Using the data beneath this instruction, retype only the lines from the one that contains "to create manifest" down to the one that contains "The batching design", both included, exactly as they appear.

--- START ---

PR #181, opened 2026-07-27
perf: batch note obfuscation work

junior-ricon:
## Summary

- classify the complete obfuscation corpus with one manifest join before mutation
- reuse that plan for dry runs, suppression, renaming, and staging
- batch obfuscated additions and readable cached removals instead of invoking Git per note
- materialize and compare the HEAD manifest once for scoped operations
- preserve stable IDs, scoped manifest isolation, hash-shaped-name refusal, nested paths, and Bash 3.2 compatibility

## Validation

- `mise run test test/obfuscate.bats` — 82 passed
- `mise run test` — 408 BATS passed, 9 Python passed
- `codebase lint .` — all 8 configured lints passed
- `mise run doctor` — README and convention checks passed; optional local pre-commit hook remains absent
- `readme build --check`
- `bash -n lib/obfuscate.sh .mise/tasks/obfuscate`
- `git diff --check`
- Fold `git:pre-commit` passed
- Fold `git:pre-push` reported zero failures; warnings were the expected new-branch/no-upstream state before first push and a GitHub-authored merge commit without Junior's GPG signature

No timing claim is included. The regressions pin corpus-constant classification and batched staging directly.

### DIFF
--- a/.mise/tasks/obfuscate
+++ b/.mise/tasks/obfuscate
@@ -30,63 +30,61 @@ if [ -n "${usage_files:-}" ]; then
   done < <(printf '%s' "${usage_files}" | xargs printf '%s\n')
 fi
 
+plan=$(mktemp) || {
+  echo "Error: failed to create obfuscation plan" >&2
+  exit 1
+}
+renamed=$(mktemp) || {
+  rm -f "$plan"
+  echo "Error: failed to create rename result" >&2
+  exit 1
+}
+head_manifest=$(mktemp) || {
+  rm -f "$plan" "$renamed"
+  echo "Error: failed to create manifest snapshot" >&2
+  exit 1
+}
+trap 'rm -f "$plan" "$renamed" "$head_manifest"' EXIT
+
+if ! build_obfuscation_plan "$abs_notes_dir" "$plan" ${ARGS[@]+"${ARGS[@]}"}; then
+  echo "Error: obfuscation planning failed" >&2
+  exit 1
+fi
+
 if [ "${usage_dry_run:-}" = "true" ]; then
-  # Dry-run: show what would be renamed without doing it.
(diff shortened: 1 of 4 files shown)


johnson-ricon (changes requested):
I found two blocking safety issues.

1. `.mise/tasks/obfuscate:118-135` compares scoped mappings with `HEAD`, then stages the complete working manifest when any scoped mapping is missing. A scoped new note therefore pulls unrelated unstaged manifest mappings into the index. Using `HEAD` as the reconstruction basis also loses manifest deletions that `notes stage --all` already selected. Reproduced both boundaries; fix-it #183 snapshots the indexed manifest and stages that plus only this operation's mappings.

2. `lib/obfuscate.sh:137-143` moves a known readable path onto its manifest ID without checking whether that destination already exists. In an interrupted/stale dual-present state this silently replaces the obfuscated content; duplicated manifest IDs can also send two planned sources to one destination. Reproduced the overwrite; fix-it #182 rejects both collision shapes during corpus planning, before mutation.

The batching design otherwise preserves the intended known-corpus boundary: the 535-note regression proves constant planner/classification calls and one `git add` plus one `git rm`, while the scoped regression proves one manifest snapshot and batched staging. It does not prove total constant subprocess work: `mv` remains per note, and new IDs still require per-note randomness/collision checks. That narrower claim matches the PR description.

Validation on exact head `cad9ebe4450e424fa61cc480d87004bc3d6766d1`: focused 82 BATS passed, all 8 configured lints passed, README/syntax/diff checks passed, and hosted Ubuntu/macOS checks are green. I also inspected Bash 3.2 constructs; the patch avoids associative arrays and Bash 4-only expansions, with hosted macOS covering the actual 3.2 runtime. The two adversarial fixture repros above failed on this head as described.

--- END ---

TASK RESPONSE:
+  echo "Error: failed to create manifest snapshot" >&2
+  exit 1
+}
+trap 'rm -f "$plan" "$renamed" "$head_manifest"' EXIT
+
+if ! build_obfuscation_plan "$abs_notes_dir" "$plan" ${ARGS[@]+"${ARGS[@]}"}; then
+  echo "Error: obfuscation planning failed" >&2
+  exit 1
+fi
+
 if [ "${usage_dry_run:-}" = "true" ]; then
-  # Dry-run: show what would be renamed without doing it.
(diff shortened: 1 of 4 files shown)


johnson-ricon (changes requested):
I found two blocking safety issues.

1. `.mise/tasks/obfuscate:118-135` compares scoped mappings with `HEAD`, then stages the complete working manifest when any scoped mapping is missing. A scoped new note therefore pulls unrelated unstaged manifest mappings into the index. Using `HEAD` as the reconstruction basis also loses manifest deletions that `notes stage --all` already selected. Reproduced both boundaries; fix-it #183 snapshots the indexed manifest and stages that plus only this operation's mappings.

2. `lib/obfuscate.sh:137-143` moves a known readable path onto its manifest ID without checking whether that destination already exists. In an interrupted/stale dual-present state this silently replaces the obfuscated content; duplicated manifest IDs can also send two planned sources to one destination. Reproduced the overwrite; fix-it #182 rejects both collision shapes during corpus planning, before mutation.

The batching design otherwise preserves the intended known-corpus boundary: the 535-note regression proves constant planner/classification calls and one `git add` plus one `git rm`, while the scoped regression proves one manifest snapshot and batched staging. It does not prove total constant subprocess work: `mv` remains per note, and new IDs still require per-note randomness/collision checks. That narrower claim matches the PR description.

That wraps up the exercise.